PR #3525, opened 2026-02-11
Validate and sanitize US business tax ID (EIN) before sending to Stripe

gianfrancopiana:
Fixes antiwork/gumroad-private#126

## Problem

US business users can store invalid EIN values (e.g. a letter prefix followed by too many digits) which then fail at the Stripe API with "US tax IDs must have 9 digits." The error surfaces as a generic Stripe error on every save attempt, with no way for the user to understand or fix the issue.

## Approach

Added two layers of defense:

1. **Backend sanitization and validation** – Strip non-digit characters from the business tax ID before storing (following the existing pattern used for bank account numbers). After saving, validate that US business tax IDs have exactly 9 digits and return a clear error message before the Stripe call is made.

2. **Frontend input constraints** – Added `minLength`/`maxLength` to the US business tax ID input field (9–10 characters, allowing the `XX-XXXXXXX` dash format) so the browser provides immediate feedback on invalid lengths.

## Before/After

Before – Stripe rejects the invalid tax ID, but the UI shows a generic error:

After – validation catches the issue before Stripe, showing a clear message:

---

### DIFF
--- a/app/javascript/components/Settings/PaymentsPage/AccountDetailsSection.tsx
+++ b/app/javascript/components/Settings/PaymentsPage/AccountDetailsSection.tsx
@@ -129,7 +129,12 @@ const AccountDetailsSection = ({
 
   const getBusinessTaxIdConfig = (): TaxIdConfig => {
     const configs: Record<string, { label: string; placeholder: string; minLength?: number; maxLength?: number }> = {
-      US: { label: "Business Tax ID (EIN, or SSN for sole proprietors)", placeholder: "12-3456789", minLength: 9, maxLength: 10 },
+      US: {
+        label: "Business Tax ID (EIN, or SSN for sole proprietors)",
+        placeholder: "12-3456789",
+        minLength: 9,
+        maxLength: 10,
+      },
       CA: { label: "Business Number (BN)", placeholder: "123456789" },
       AU: { label: "Australian Business Number (ABN)", placeholder: "12 123 456 789" },
       GB: { label: "Company Number (CRN)", placeholder: "12345678" },


app/javascript/components/Settings/PaymentsPage/AccountDetailsSection.tsx
```diff
@@ -128,8 +128,13 @@ const AccountDetailsSection = ({
   };
 
   const getBusinessTaxIdConfig = (): TaxIdConfig => {
-    const configs: Record<string, { label: string; placeholder: string }> = {
-      US: { label: "Business Tax ID (EIN, or SSN for sole proprietors)", placeholder: "12-3456789" },
+    const configs: Record<string, { label: string; placeholder: string; minLength?: number; maxLength?: number }> = {
+      US: {
+        label: "Business Tax ID (EIN, or SSN for sole proprietors)",
+        placeholder: "12-3456789",
```
hchhabra, line 134:
```suggestion
        placeholder: "123456789",
```

Since that's the format that we (/Stripe) eventually want?

hchhabra (approved):
Looks good to me, @gianfrancopiana _a !

app/javascript/components/Settings/PaymentsPage/AccountDetailsSection.tsx
gianfrancopiana: I think keeping the dash is better here – `XX-XXXXXXX` is the standard IRS format users recognize, and it's consistent with how we handle other countries (e.g., AU's placeholder has spaces). The backend already strips non-digits so either format works on input, but the placeholder's job is helping users identify what to enter.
----
Exercise prompt: Where the word "configs" appears in a line of the entries above, count that line; give only the number.

Answer area: 3